A space can perform its social identities through verbal and written languages. It was easy for me to identify most of the Chinese cultural clubs by looking for signs and banners, since many of these material spaces were presented through Chinese characters. Interestingly, since modern Chinese have two written forms, some of the signs were in traditional Chinese, which was officially used in Hong Kong and Taiwan; some were in the simplified one, which was officially used in mainland China. This language difference not only showed the culture that the clubs intended to present, but also showed what audience these clubs were presenting to. Occasionally, I also hear Mandarin and Cantonese communicated between students. Building instant identity connections, language performs symbolic meanings through the material spaces; it also reflected the diverse cultural identities within the “Chineseness” of the clubs.

IMG_20140902_164751IMG_20140902_170747IMG_20140902_164730

[Language representation (top&middle: in traditional Chinese; bottom: in simplified Chinese).]

2. A Space of Racialization or/and Sexualization

Through asking questions to every Chinese cultural clubs I found, I noticed that the three most common events these clubs organize were parties, games, and ski trips. I imagined myself being in a club, a party room, and a Whistler hotel room, but I couldn’t imagine a conversation or a community. Once again, I found no way to seek an “academic community” among different Chinese cultural clubs. Moreover, I was shocked to hear some public announcements from two Chinese cultural clubs:

A male executive from one club spoke loudly to his surroundings: “….If you have yellow fever or Asian fever, this is the place for you.”

A male executive from another club said to the people who were passing by: “come for parties…… and get laid.”

Performing as representatives of their clubs, these two male executives presented their imagined community that I perceived as dangerous spaces. As a female I felt very uncomfortable with what these two particular clubs created within the public space of the Main Mall: the terms “yellow fever” and “get laid”, and the images (as show below) created a social spaces that was either racialized or sexualized, or both. The naturalization of the term “yellow fever” used in club promotion was especially problematic, since this term was profoundly based on western superiority and male domination. The term also brought me question the way non-white individuals use the racialized language in a predominantly white space. UBC is located in a white settler society, a space that is “established by Europeans on non-European soil”, as Razack explains (pp. 1). When naturalizing the term “yellow fever”, the male executive intended to attract non-Asian audience with racial/cultural preference to his imagined community. Yet he was completely ignorant of how the meanings and practices of this term do harm to an Asian female like me. I imagined that, if I were in a space that welcomes “yellow fever”,  my body would be realized mostly in terms of my race and my gender, and I would be expected to perform as a stereotypical Asian female who is submissive, reserved, and feminine.
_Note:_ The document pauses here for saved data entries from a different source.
PR #1291, opened 2019-12-23
Audio file info display and "media" predicate

mnzaki:
This PR adds some UI improvements to audio content blobs, and adds a "media" predicate that searches through all tags.

Some context:
I am hacking on the audio file handling a bit as I want to use perkeep to play music from my collection on my phone, and just wanted to share this early on. The next thing I wanted to do is have a central player element instead of a per-file one, so that I can navigate while it's playing.

### DIFF
--- a/pkg/search/predicate.go
+++ b/pkg/search/predicate.go
@@ -121,6 +121,11 @@ func init() {
 	registerKeyword(newIsPortait())
 	registerKeyword(newWidth())
 
+	// MediaTags predicates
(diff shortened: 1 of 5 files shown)


mnzaki:
@googlebot signed it

MichaHoffmann:
Is this PR still alive? I would also like to store my audio files on perkeep and find the UI elements and tag searchability a little lacking. Its working with raw queries, but a little cumbersome.

PR #1310, opened 2020-06-27
doc/readme: Updated Link

ChiragSukhala:
#Issue: 
The link pointing to "camlistore.org" will redirect back to "perkeep.org" anyways, so updated with relative link.
#Change:
Updated "Contributing" link from "https://camlistore.org/doc/contributing" to "/code#contributing".


mpl:
@willnorris Hi. no objection to this change?

PR #1312, opened 2020-07-04
Implement Google Takeout importer

NiklasMerz:
This is still work in progress. Opening this PR for early feedback and tracking progress.

## Background
Google offers you to export all your data in ZIP archives called Google Takeout. I am particular interested in data from Google Notes(Keep) since it offers still no API.

Planning to build this importer to import as much data as possible from the many services in the Google Takeout files.


NiklasMerz:
Importing notes works now. It's not pretty but it works for notes with just text content,

PR #1317, opened 2020-09-14
move continuous integration tests to GitHub Actions

willnorris:
This allows bringing both linux and windows CI tests into a single platform, and sharing accounts/permissions with the rest of the repo rather than separated out on Travis and AppVeyor.  If we also use GitHub Actions for future automations like release scripts, updating the website, etc, then having CI here as well means only a single system to learn.

Performance is about the same as Travis and AppVeyor... about 5-6 minutes for linux tests to complete, about 8 minute for Windows.  The failing Windows tests here are the same ones that were already failing.  I have a set of changes queued up that will address all of those.


willnorris:
Example test results can be seen at https://github.com/willnorris/perkeep/actions

bradfitz:
Hell yeah, thanks!

.github/workflows/tests-linux.yml
```diff
@@ -0,0 +1,32 @@
+on: [push, pull_request]
+name: "tests/linux"
+
+jobs:
+  test:
+    strategy:
+      matrix:
+        go-version: [1.x, 1.13.x]
```
bradfitz, line 8: Don't we require Go 1.14 at least?

bradfitz (approved):

.github/workflows/tests-linux.yml
willnorris: still says 13 here: https://github.com/perkeep/perkeep/blob/7321b90b6e112e7847cb6f3f9683c74d545d5059/make.go#L901

mpl (commented):
Is there zero advantage in keeping the Travis runs around as well? Say for when github craps itself for example?

willnorris:
I don't really think we need to keep it around.  And if GitHub really does fall down in some terrible way, we can always bring back the travis config.

mpl (approved):
I don't know the github actions, trusting you on that one. :-)

Issue #273, opened 2026-08-27
The renderer skill describes one of the two places a frame can land


MalpenZibo:
`.claude/skills/renderer/SKILL.md:73-79` has a section called *Rendering somewhere other than a screen*. It says:

> `render()` is that, plus acquiring a swapchain texture and presenting.

That was true of one function. Since #264's step 4 it is true of one *branch*: `Renderer::render` takes a `RenderTarget`, and a frame lands either on a compositor's swapchain or on a texture the caller owns. The skill does not mention the second, or that it lives behind a `testing` cargo feature, or that `OffscreenTarget::read_pixel` is how a target is read back.

## Observed

The section describes the shape the renderer had before `RenderTarget` existed. Nothing it says is false — `render_to_view` is still what it was — but an agent reading it to find out how to draw without a screen is told to call `render_to_view` and build its own target, which is what `tests/golden_images.rs` does and what `src/lib.rs`'s in-crate test deliberately stopped doing.

## Expected

The skill names both targets, says which cargo feature the offscreen one needs, and points at `read_pixel` — so the next change that wants a frame without a compositor finds the path that already exists rather than building a third one.

## Acceptance

`tests/documentation_references.rs` passes today and will keep passing either way: it reads API names in backticks and no name became wrong. So this cannot be proved by the harness, and the check is that the section names `RenderTarget`, `OffscreenTarget` and the `testing` feature, read by whoever reviews the change.

Worth doing at the same time: #264's step 5 adds `tests/headless_app.rs`, which is the first consumer outside the crate and the first thing that has to turn the feature on. The skill should describe what that test does once it exists.

## Non-goals

- Not `docs/RENDERER.md` or the book: neither names any of this, and neither should — a testing-only target is not user documentation.
- Not the `testing` feature's design, which #264 settled.

## Where it lives

`.claude/skills/renderer/SKILL.md:73-79`.

---

Surfaced by the `reviewer` subagent on #264's step 4, and left undone there deliberately: the skill is what the next renderer change reads, and it deserves a considered pass rather than a line patched into a pull request about something else.

PR #274, opened 2026-08-27
A frame lands where its surface points, and one of the two is a texture

MalpenZibo:
## What changed

**Step 4 of five in #264 — this does not close it.**

`ManagedSurface` held a swapchain, so a frame had exactly one place it could go.
`Renderer` already knew better — `render_to_view` has drawn into a caller's
texture since the goldens needed one — but nothing above it could choose, so
everything from `paint_and_present` upward needed a compositor to run at all.

`RenderTarget` is the choice: a swapchain is acquired, drawn into and presented;
a texture is drawn into and kept. `render` takes the second in one line, because
`render_to_view` was already the first one's body with the acquire and the
present taken off.

**The `testing` cargo feature now exists**, off by default, which resolves half
of what step 2 left open. The texture half of `RenderTarget` and
`OffscreenTarget::read_pixel` live behind `#[cfg(any(test, feature = "testing"))]`
— a normal build should not acquire a render-to-texture API on the way to
letting a test read a pixel. In-crate tests reach it through `cfg(test)` alone;
step 5's test is outside the crate and will need the feature.

The target carries no size and no format of its own: `wgpu::Texture` knows both,
and a fact derived cannot drift from a fact stored.

## What proves it

`src/lib.rs`'s `#[cfg(test)] mod a_frame_lands_where_the_surface_points`, two
tests. **Step 4's acceptance criterion is met literally — the first time in this
series.** A pixel the application drew is read back without a compositor, and it
arrives through `render_surface`: opening the frame, resolving the geometry, the
pacing gate, layout, paint, flatten, damage and present.

Both verified by inversion. Changing the surface's background changes the byte
read. Replacing `RenderTarget::resize`'s offscreen arm with the no-op it first
was turns the second test red. Mutating the readback stride or its offset turns
the first red.

That last one only after a correction the reviewer's mutation run forced: the
first draft used a 100-pixel width written as 50, and at 50 pixels a row is 200
bytes, which pads to 256 whatever arithmetic produced it — so a broken stride
walked straight through an assertion whose comment claimed to be watching for
exactly that. At 100 the 400 bytes pad to 512 and the mutation dies.

Harness: 721 tests, 0 failures; 9 goldens on lavapipe; fmt; clippy with
`-D warnings`; and `cargo check` clean in `--no-default-features`, default,
`--features testing` and `--all-features` — the gating asymmetry is the failure
mode a new cargo feature has, and I introduced one (an ungated `pub use` of a
gated type) before finding it.

## What the review found

`/simplify` first, three findings, all mine: **a stale doc comment left stacked
above the new one** on `Renderer::render`, so the published doc claimed both
"nothing reached the screen" (untrue for a texture, which cannot fail that way)
and the new explanation — the sixth orphaned-comment defect this session;
**`OffscreenTarget` storing width and height** the texture already knows, which
is *why* `format()` had to write out `Rgba8Unorm` a third time; and **the test
hardcoding that format** where the accessor it was exercising would answer.

Its altitude pass argued `resize` declining for a texture is a trap rather than
a simplification, and it is right: `resolve_geometry` compares the target's size
to the frame's and calls `resize` when they differ, so a target that quietly
kept its own size would report a resize on every frame for ever, repaint the
whole tree each time, and defeat the incremental paint
`tests/paint_cache_across_frames.rs` exists to protect. It reallocates.

The `reviewer` subagent then read the two commits. **Two blocking findings, both
acted on:**

1. **The one decision in the change was executed by nothing.** `cargo mutants`
   on `gpu_context.rs`: `replace RenderTarget::resize with ()` — the exact
   spelling I had just rejected — survived the whole suite, along with every
   comparison in its guard. My doc comment was the only defence, and prose is
   not a sensor. Fixed with the second test, whose second assertion is the
   entire argument.
2. **The new test would never have run in CI.** The `test` job installs no
   Vulkan ICD, so `GpuContext::try_new()` returns `None`, the test prints
   "skipping" and passes; the `golden` job has lavapipe but runs
   `--test golden_images`, which excludes lib unit tests. Neither job would have
   executed a line of this change. Fixed: the golden job now also runs
   `cargo test --all-features --lib` with `GUIDO_GPU_REQUIRED=1`, so a skip
   there is a failure — the rule `GUIDO_GOLDEN_REQUIRED` already applies one
   line above.

Three worth answering. Its point that the test stepped over `open_frame`,
`resolve_geometry`, the gate and `layout_pass` is fixed by the same rewrite —
the test drives `render_surface` now. Its note that the frame reaching the
texture contains no widget output, so what is proved is the clear colour and not
that the paint pass arrived, is true and stated here. And it confirmed my
reasoning for declining a reuse suggestion: making `tests/golden_images.rs` call
`RenderTarget::offscreen` would tie an external test to the `testing` feature and
plain `cargo test` would stop compiling. It named two ways out for step 5 to
settle — a self dev-dependency, or `required-features` on the test target, the
second of which turns a missing feature into a silently skipped one.

## What was checked by hand

niri 26.04. This change alters the type every production surface holds and the
entry point every production frame goes through, and the swapchain arm has no
automated cover at all.

- **`status_bar`** — the surface appears and stays. If the `Swapchain` arm of
  the new `match` were wrong, nothing would be on screen.
- **`animation_example`** — springs reach their overshoot and settle: present
  running sixty times a second rather than once.
- **`surface_runtime`** — anchor, size and margin changed at runtime, which is
  what drives `RenderTarget::resize`'s swapchain arm, the line changed last.

All three reported fine by the maintainer.

## Left undone

**Nothing can create a headless surface through the real path**, recorded on
#264. `ManagedSurface::init_gpu` only ever builds `RenderTarget::Swapchain`, via
a call needing a real window handle; the test reaches an offscreen target by
overwriting the field after construction, bypassing `SurfaceManager`. So the
test goes through the frame path but not through initialisation, and how a
surface is *born* headless is step 5's, on top of what the issue assigned it.
That moves the boundary between 4 and 5 from where the issue drew it.

**`SurfaceHost` is still `pub(crate)` while `App::run` is `pub`** — step 2's
other inherited item. The `testing` feature is now the obvious answer, but
nothing has forced the decision.

**`.claude/skills/renderer/SKILL.md:73` is half stale** — its "Rendering
somewhere other than a screen" section says `render()` is `render_to_view` plus
acquire and present, true now only of the swapchain arm, and it does not mention
the offscreen target. Not edited here because the skill is what the next
renderer change reads and it deserves a considered pass rather than a line
patched in; **#273** files it.

**#268** and **#270** stay open. **Step 5** remains.

### DIFF
--- a/.github/workflows/ci.yml
+++ b/.github/workflows/ci.yml
@@ -106,6 +106,15 @@ jobs:
         run: vulkaninfo --summary | head -n 40
       - name: Run golden image tests
         run: cargo test --all-features --test golden_images
+      # The unit tests that need an adapter live in the lib, and the `test` job
+      # has no ICD — so they skip there and report green. This is the job that
+      # has one. `--lib` runs the whole set, which is cheap, and
+      # `GUIDO_GPU_REQUIRED` makes a skip a failure here for the same reason
+      # `GUIDO_GOLDEN_REQUIRED` does above it.
+      - name: Run the unit tests that need a GPU
+        env:
+          GUIDO_GPU_REQUIRED: 1
+        run: cargo test --all-features --lib
       - name: Upload the pixels that moved
         if: failure()
         uses: actions/upload-artifact@v4
--- a/Cargo.toml
+++ b/Cargo.toml
@@ -30,6 +30,11 @@ license.workspace = true
 [features]
 default = ["svg", "webp"]
 render-stats = []
+# The apparatus #264 needs to drive a frame with no compositor: an offscreen
+# render target and the readback that makes one worth drawing into. On by
+# nothing, so a normal build ships no render-to-texture API it did not ask for;
+# in-crate tests get it from `cfg(test)` without the feature at all.
+testing = []
 # SVG rendering via resvg (pulls a second text-shaping stack + software
 # rasterizer). Without it, ImageSource::Svg* sources fail to decode with a
 # warning instead of failing to compile.
--- a/src/lib.rs
+++ b/src/lib.rs
@@ -2494,3 +2494,169 @@ mod what_the_loop_waits_for {
         assert_eq!(wait_for(&pending, now), Some(FRAME));
     }
 }
+
+/// A frame drawn by the application, landing somewhere a test can read.
+///
+/// `tests/golden_images.rs` already renders without a compositor, but it builds
+/// its own target and calls the renderer itself — so it proves the shaders and
+/// nothing above them. This goes through `render_surface`: opening the frame,
+/// resolving the geometry, the pacing gate, layout, paint, flatten, damage and
+/// present. What it reads back is what the compositor would have been handed.
+#[cfg(test)]
+mod a_frame_lands_where_the_surface_points {
+    use super::*;
+    use crate::renderer::{GpuContext, RenderTarget};
+    use crate::surface::SurfaceConfig;
+    use crate::widgets::{Color, container};
+
+    const W: u32 = 100;
+    const H: u32 = 32;
+    const BG: Color = Color::rgb(0.25, 0.5, 0.75);
+
+    /// A host with one surface and nothing else. Every other request the frame
+    /// path makes is answered by the trait's defaults.
+    struct OneSurface {
+        width: u32,
+        height: u32,
+    }
+
+    impl SurfaceHost for OneSurface {
+        fn open_frame(&mut self, _id: SurfaceId) -> Option<Frame> {
+            Some(Frame {
+                events: Vec::new(),
+                scale_factor: 1.0,
+                width: self.width,
+                height: self.height,
+                frame_callback_pending: false,
+                force_render_surface: true,
+            })
+        }
+    }
+
+    /// A surface pointing at a texture, and the pieces the frame path wants.
+    fn surface_on_a_texture(
+        gpu: &GpuContext,
+        tree: &mut Tree,
+        texture: (u32, u32),
+    ) -> surface_manager::ManagedSurface {
+        let (widget, owner) = reactive::with_owner(|| Box::new(container()) as Box<dyn Widget>);
+        let mut surface = surface_manager::ManagedSurface::new(
+            SurfaceId::next(),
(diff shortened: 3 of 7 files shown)


MalpenZibo:
Mutation job: **48 mutants, 41 missed, 7 unviable — zero caught.** Zero, not few, and the number is an artefact rather than a measurement.

The job installs `libwayland-dev` and `libxkbcommon-dev` and no Vulkan ICD (`ci.yml`, the `mutants` job). Both tests this pull request adds call `GpuContext::try_new()`, get `None`, print "skipping" and pass — so every mutant they would kill survives by construction. `RenderTarget::resize` → `()` is in that list, and it is the one mutant I verified dies locally and which the second test exists to kill.

The same blindness is what the reviewer's second blocking finding was about, and the fix landed one job over: the `golden` job now runs `cargo test --all-features --lib` under lavapipe with `GUIDO_GPU_REQUIRED=1`, and its log shows both tests running rather than skipping:

```
test a_frame_lands_where_the_surface_points::a_target_the_wrong_size_is_resized_once_and_not_again ... ok
test a_frame_lands_where_the_surface_points::a_surface_background_reaches_the_texture_it_points_at ... ok
test result: ok. 583 passed; 0 failed
```

So the tests are watched. The job that watches the watchers is not, and it is now systematically wrong in one direction for anything the renderer touches: it will report every GPU-dependent mutant as missed for ever, which understates coverage precisely where a golden or a readback is the only sensor there is. Merging with that on the record rather than quietly, because the number in this comment is the one somebody will compare against later, and it deserves the asterisk.

Not fixed here: the job would need `mesa-vulkan-drivers` and the ICD dance the golden job already does, which is a change to the sensor-of-sensors rather than to this change. Worth its own issue if the ratio ever starts being used for anything.

For the series so far, with that caveat attached to the last row:

| step | missed / tested |
| --- | --- |
| 1 | 9 / 35 |
| 2 | 48 / 53 |
| 3 | 4 / 11 |
| 4 | 41 / 48, all of them for want of an adapter |

Issue #283, opened 2026-08-29
The headless tests have never met an adapter in CI, and skip green in every run


MalpenZibo:
## Observed

`tests/headless_app.rs` has never run against a GPU adapter in CI. Every one of
its six tests skips itself in every run, and reports green.

Two jobs, and the target falls between them:

| job | adapter | what it runs |
| --- | --- | --- |
| `test` | **none** | `cargo test --all-features` — builds and runs `headless_app`, which then skips |
| `golden` | lavapipe | `--test golden_images` and `--lib` only |

`Headless::new()` returns `None` without an adapter and each test returns
early. `GUIDO_GPU_REQUIRED` exists to make that a failure and is set in the
`golden` job — on the two steps that do not include this target.

So the harness #264 was built for, and every assertion #279 and #282 added to
it, is watched by nothing but a developer's own machine.

## Why it went unnoticed

The same shape twice. #277 found that the `test` job has no ICD, so the GPU unit
tests in `--lib` skipped there; the fix was to run `--lib` in the `golden` job
with `GUIDO_GPU_REQUIRED=1`. That closed the `--lib` half and left the
integration half open, because the golden job names its targets one at a time
and nobody added the third.

`cargo test --all-features` in the `test` job *does* run the file. It is the
adapter that is missing, not the invocation — which is why the job is green and
the file's own skip message scrolls past in a log nobody reads.

## Expected

The headless tests run against lavapipe in CI, and a skip there is a failure,
for the same reason it is a failure for the goldens: a test that needs an
adapter and passes without one reports green for the single reason it exists.

## Acceptance

- The `golden` job runs `tests/headless_app.rs` with `GUIDO_GPU_REQUIRED=1`.
- Confirmed by making one headless test fail and watching that job go red — not
  by reading the workflow. A step that runs the wrong target looks identical to
  one that runs the right target and finds nothing.
- The job's wall clock before and after is stated in the pull request. It is
  cheap now (six tests, 167ms with the default threads after #281) and the
  number is worth having before #275 grows the file.

## Non-goals

- Not giving the `test` job an adapter. One job with a rasterizer is the shape
  this repository chose, and the answer is to name the target there.
- Not the question of which other targets need the same treatment — but
  `tests/text_at_angles.rs` builds a `GpuContext` too and is worth a look while
  the workflow is open.

---

Found by the `reviewer` subagent on #281 and confirmed by reading the workflow:
`.github/workflows/ci.yml` lines 67, 112 and 121.

[...]

PR #287, opened 2026-08-29
TEMPORARY: proving the golden job runs the headless tests (do not merge)

MalpenZibo:
Throwaway. #283's acceptance asks for the fix to be confirmed by breaking a headless test and watching the job go red, not by reading the workflow. One assertion in `tests/headless_app.rs` is deliberately wrong on top of the real change.

Expected: **Golden images** red, and `Test` green — because the `test` job has no adapter, which is the whole point.

Closed as soon as it has reported.

### DIFF
--- a/.github/workflows/ci.yml
+++ b/.github/workflows/ci.yml
@@ -74,9 +74,12 @@ jobs:
     name: Golden images
     runs-on: ubuntu-latest
     env:
-      # Without an adapter the golden tests skip themselves, which would report
-      # green here for the one reason that matters. In CI a skip is a failure.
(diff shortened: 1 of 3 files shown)


MalpenZibo:
Done its job: **Test** green, **Golden images** red on `a_bar_reserving_automatically_declares_its_height_when_it_is_created` — the assertion this branch deliberately broke. The same broken test passing in one job and failing in the other is #283 and its fix in one run.

For the record, what the rasterizer job ran: lib 590, `golden_images` 9, `headless_app` 5 passed 1 failed, `text_at_angles` 2 — all with real counts rather than skips.

Issue #316, opened 2026-09-01
A cull rect follows a child to where it was laid out, not to where its transform draws it


MalpenZibo:
## Observed

`paint_children` hands each child a cull rect translated into that child's
coordinate space by the child's laid-out origin, and by nothing else
(`src/widgets/paint_children.rs:166-172`):

```rust
if let Some(ref cull) = opts.cull_rect {
    child_ctx.set_cull_rect(Rect::new(
        cull.x - child_x,
        cull.y - child_y,
        cull.width,
        cull.height,
    ));
}
```

A child's own `translate`, `rotate` or `scale` is not composed into it. So a
child that draws somewhere other than where it was laid out is culled — and now
also windowed — against a rect describing where it *would* have been.

A wrapper carrying `.translate(Translate::new(0.0, -300.0))` inside a 200 px
vertical scroller settles at 7 rows painted, and they are the wrong seven: the
rows the rect names, not the rows the translate brought into view.

## What #204 changed about it, and what it did not

Found by the `reviewer` subagent on #204, which introduced the binary-search
window in `paint_children`. It is worth being exact about the blame, because
the numbers look like a regression and are not:

- **Steady state is identical, and was already wrong.** Probed both ways with a
  two-frame harness driving `cache_paint_results`, as
  `tests/paint_cache_across_frames.rs` runs it: after one scroll event, `main`
  and the #204 branch both settle at the same wrong 7 rows.
- **What moved is one frame.** On `main` the *first* frame painted 20 of 20,
  because the per-child cull only drops children the paint cache calls clean
  and on a first paint nothing is. The window drops them unconditionally, so
  the branch paints 8 on that frame too. `main` was accidentally right for
  exactly one frame and #204 spends it.

So this is older than #204 and #204 makes it visible one frame sooner. The
comment at `src/widgets/paint_children.rs:110` says the window keeps one child
either side because a transform moves what a child draws off its laid-out
bounds — true as a margin, and it does not bound a 300 px translate. The
comment now says so rather than implying otherwise, which is the honest half of
this that #204 did land.

## Expected

A child is culled, and windowed, against the rect its drawn geometry actually
occupies — so a transformed child that is on screen is painted, and one that is
off screen is not.

## Acceptance

A test in `tests/paint_cache_across_frames.rs`, which is where the cross-frame
behaviour lives, or beside the new `tests/scroll_virtualization.rs`: a
scroller 200 px tall over rows whose wrapper carries
[...]

PR #317, opened 2026-09-01
The visible window belongs to whoever has the rect, not to whoever scrolls

### LINKED ISSUE #204: A scrollable list loses its virtualization if the rows are wrapped: 750x more work, silently
`Container::paint` narrows a scrollable container's children to the visible
window with a binary search over their bounds, so a long list paints only what
is on screen. It only ever sees the container's **direct** children, so wrapping
the rows in a layout container turns it off completely, silently.

Both scrollable examples in this repo are written the way that turns it off:

```rust
container()
    .height(300.0)
    .scrollable(ScrollAxis::Vertical)
    .child(
        container()                              // ← one child; the window
            .layout(Flex::column().spacing(10.0)) //   has nothing to narrow
            .children(keyed(..)),                 //   and the 10 000 rows are
    )                                             //   culled one at a time
```

## Observed

`src/widgets/container/mod.rs:1583-1624`. The window is gated on
`is_scrollable`, and its axis comes from `self.scroll_axis`:

```rust
let visible_children: &[WidgetId] = if is_scrollable {
    match self.scroll_axis {
        ScrollAxis::Vertical => { /* two partition_points over all_children */ }
```

A wrapper is one child, so the slice is the whole of it, and the 10 000 rows
below it reach `paint_children` unnarrowed.

### Measured

`examples/perf_stress_test.rs`, 10 000 rows, release with `render-stats`, the
same scroll gesture both ways:

| per second | wrapped | rows as direct children |
|---|---|---|
| children examined | **960 384** | **1 275** |
| paint phase | 105 µs | **13 µs** |
| paint cache hit rate | 0.1 % | **49.5 %** |
| scroller window | 1 offered, 1 iterated | 10 000 offered, **471 iterated** |

753× fewer children examined and an 8× faster paint, from moving `.layout()`
onto the container that already had `.scrollable()`.

### One correction to the original report, and it makes this worse

"the 10 000 rows are culled one at a time" is true only of *clean* rows. The
per-child cull in `src/widgets/paint_children.rs:71-73` is guarded by
`!tree.needs_paint(child_id)`:

```rust
if let Some(ref cull) = opts.cull_rect
    && !tree.needs_paint(child_id)
```

So on a first paint — and after anything that dirties the subtree — **nothing is
culled at all** and every row is painted in full. The binary-search window is
the only mechanism that bounds work unconditionally; the cull is a
second-frame-onwards optimisation that rides on the paint cache. Wrapping does
not degrade virtualization to a linear scan, it removes the only unconditional
bound there is.

This is already committed in the harness. `tests/snapshots/scrolling.snap` is
the first scenario of `tests/render_snapshots.rs:284`, written in the wrapped
form, and it lists all twenty rows of a 200 px-tall vertical scroller —
including ones at `y=338`, `y=371`, `y=404`, far below the viewport:

```
node 0,0 200x200 at 8,8 clip(0,0 200x200 r=8)
  draw rect 0,0 200x200 fill=#262633ff radius=8/8/8/8
  node 0,0 136x648
    node 0,0 120x24 at 8,8
    ...
    node 0,0 120x24 at 8,338      ← 138 px below the viewport, painted
```

The snapshot has been recording the defect since it was blessed. Nothing asked
the question it answers, because **no test anywhere covers the window**:
`partition_point` and `record_scroll_paint_range` appear only in
`src/widgets/container/mod.rs` and `src/render_stats.rs`, and in no test file.

### The precondition nobody wrote down

The binary search needs the children sorted and non-overlapping along the axis.
Nothing checks that; it is inferred from `scroll_axis`. A container declared
`.scrollable(ScrollAxis::Vertical).layout(Flex::row())` binary-searches bounds
that are sorted along `x`, and paints the wrong window. That is latent today and
becomes load-bearing under any fix that widens where the window applies.

## Expected

A scrollable list is virtualized whether its rows are its direct children or sit
under a wrapper — or, failing that, the case where it is not says so instead of
reporting `1/1` and looking healthy.

## The decision

**C: the container observes the result of its own layout.** Agreed with the
maintainer before implementation; A and B were weighed and rejected, recorded
here so the same ground is not covered twice.

`Container::layout` already walks its children. After `self.layout.layout(..)`
returns, it records in one pass whether they came out ascending and
non-overlapping along an axis, and caches that `Option<Axis>` on the container.
`paint` windows whenever it has a cull rect and a cached axis — scrollable or
not, at any depth, with or without siblings.

```rust
// Container::layout, after the layout impl has run
self.sorted_axis = sorted_axis_of(tree, children);

// Container::paint — the window stops being about scrolling
let visible_children = match (effective_cull_rect, self.sorted_axis) {
    (Some(cull), Some(axis)) => window(all_children, tree, cull, axis),
    _ => all_children,
};
```

### Why C

Coverage is the dominant term, not the per-frame constant. At 60 fps the
measured numbers above are ~16 000 children examined per frame wrapped against
~21 direct.

| | per-frame paint cost | shapes fixed | cost elsewhere |
|---|---|---|---|
| **C** observe | a plain `Option<Axis>` field read — none added | any depth, any siblings | one O(n) bounds scan per *layout*, early-exit on the first unsorted pair |
| **A** trait method | virtual call + `Signal<Axis>::get()` per candidate container per frame | any depth, any siblings | none |
| **B** descend one level | slice match + one tree lookup | only a lone wrapper at depth 1 | none |

- **B loses on coverage, not on a constant.** A wrapper inside a wrapper, a
  wrapper with a sibling, a component that returns a column — all stay at
  ~16 000 per frame. The 753× is still there for anything that is not the exact
  shape of the three examples.
- **A and C cover the same shapes**, so it comes down to where the cost lands.
  C's is confined to layout, which does not run during a scroll gesture:
  scrolling writes `scroll_state.offset_y` and only paint reads it, so the hot
  path pays nothing. A's runs every frame for every container holding a cull
  rect, just to ask whether it can window.
- **A has a correctness wrinkle before it has a cost one.**
  `FlexLayout::direction` is a `Signal<Axis>` (`src/layout/flex_layout.rs:43`)
  read inside `with_signal_tracking(id, JobType::Layout, ..)`. Calling
  `stacking_axis()` from paint reads it outside that scope.
- **C's scan is cheaper than it sounds.** It runs immediately after the layout
  walked the same children, so the bounds are warm, and it bails at the first
  out-of-order pair — a `ZStack`, or a row inside a vertical scroller, exits at
  child two. The full pass is only paid where it earns the 750×.
- **C is the only one that closes the unwritten precondition.** Sortedness
  becomes measured rather than assumed, so
  `.scrollable(ScrollAxis::Vertical).layout(Flex::row())` stops binary-searching
  x-sorted bounds and paints the right window.

Against C, and accepted: it infers where every comparable toolkit declares (see
**Prior art**). Guido already infers, for direct children, and has since the
window was written — so this finishes an inference rather than starting one, and
the inference is checkable rather than a promise, because the window only ever
narrows to what the cull rect already says is visible.

### The counter is in scope

`record_scroll_paint_range` (`src/render_stats.rs:328`) holds both numbers
already and today reports `1/1` for a container that gave up — indistinguishable
from one whose window covered everything. A container that could not window
becomes distinguishable from one that did, and every windowing container
records, not only scrollable ones.

## Acceptance

Two tests, one new and one existing.

**New — `tests/scroll_virtualization.rs`.** A 200 px-tall
`ScrollAxis::Vertical` container over 200 rows of 24 px with 8 px spacing, laid
out and painted through the same harness `tests/render_snapshots.rs:47`
(`render`) uses — `Tree::new`, `register_children`, `layout`, `paint`, and count
the nodes in the resulting `RenderNode`. Written twice: rows as direct children,
and rows wrapped in `container().layout(Flex::column().spacing(8.0))`. Assert
that both forms paint the same, bounded number of rows — roughly viewport ÷ row
pitch, plus the one-either-side the existing `saturating_sub(1)` / `+ 1`
already adds.

Today the direct form paints ~10 and the wrapped form paints 200, so the
assertion fails on the wrapped form, and it fails for the stated reason: the
window saw one child.

**Existing — `tests/snapshots/scrolling.snap` moves, and that is the point.**
Its first scenario is the wrapped form. After the change it stops naming the
rows below `y=200`, and the second scenario (`column(2)`, everything visible) and
the horizontal one are unaffected except by their own windows. This is an
intended reference change, so it is `REBLESS_SNAPSHOTS=1` and the pull request
carries `golden-update`; the diff — rows outside a 200 px viewport disappearing
from a paint — *is* the review. It is not evidence of a regression and should
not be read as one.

In no way I would feel safe!

CVC cute girlsHKSA party

Gendered and Sexualized texts and images.

Using Razack’s concepts of social space, when seeking a place with my identity as a Chinese person in Imagine Day, I observed how different Chinese cultural clubs perform their values and visions: first, symbolic performance, such as the banners with Chinese language; second, interpersonal performance, such as the public speech from executives. Notably, it was difficult for me to find a safe space among the Chinese cultural clubs that promoted parties as their main activities, because the way they performed their social spaces put me under the risk of being gendered, sexualized and racialized.

Reference:

Razack, S. (2002). Race, space, and the law. Toronto: Between the Lines.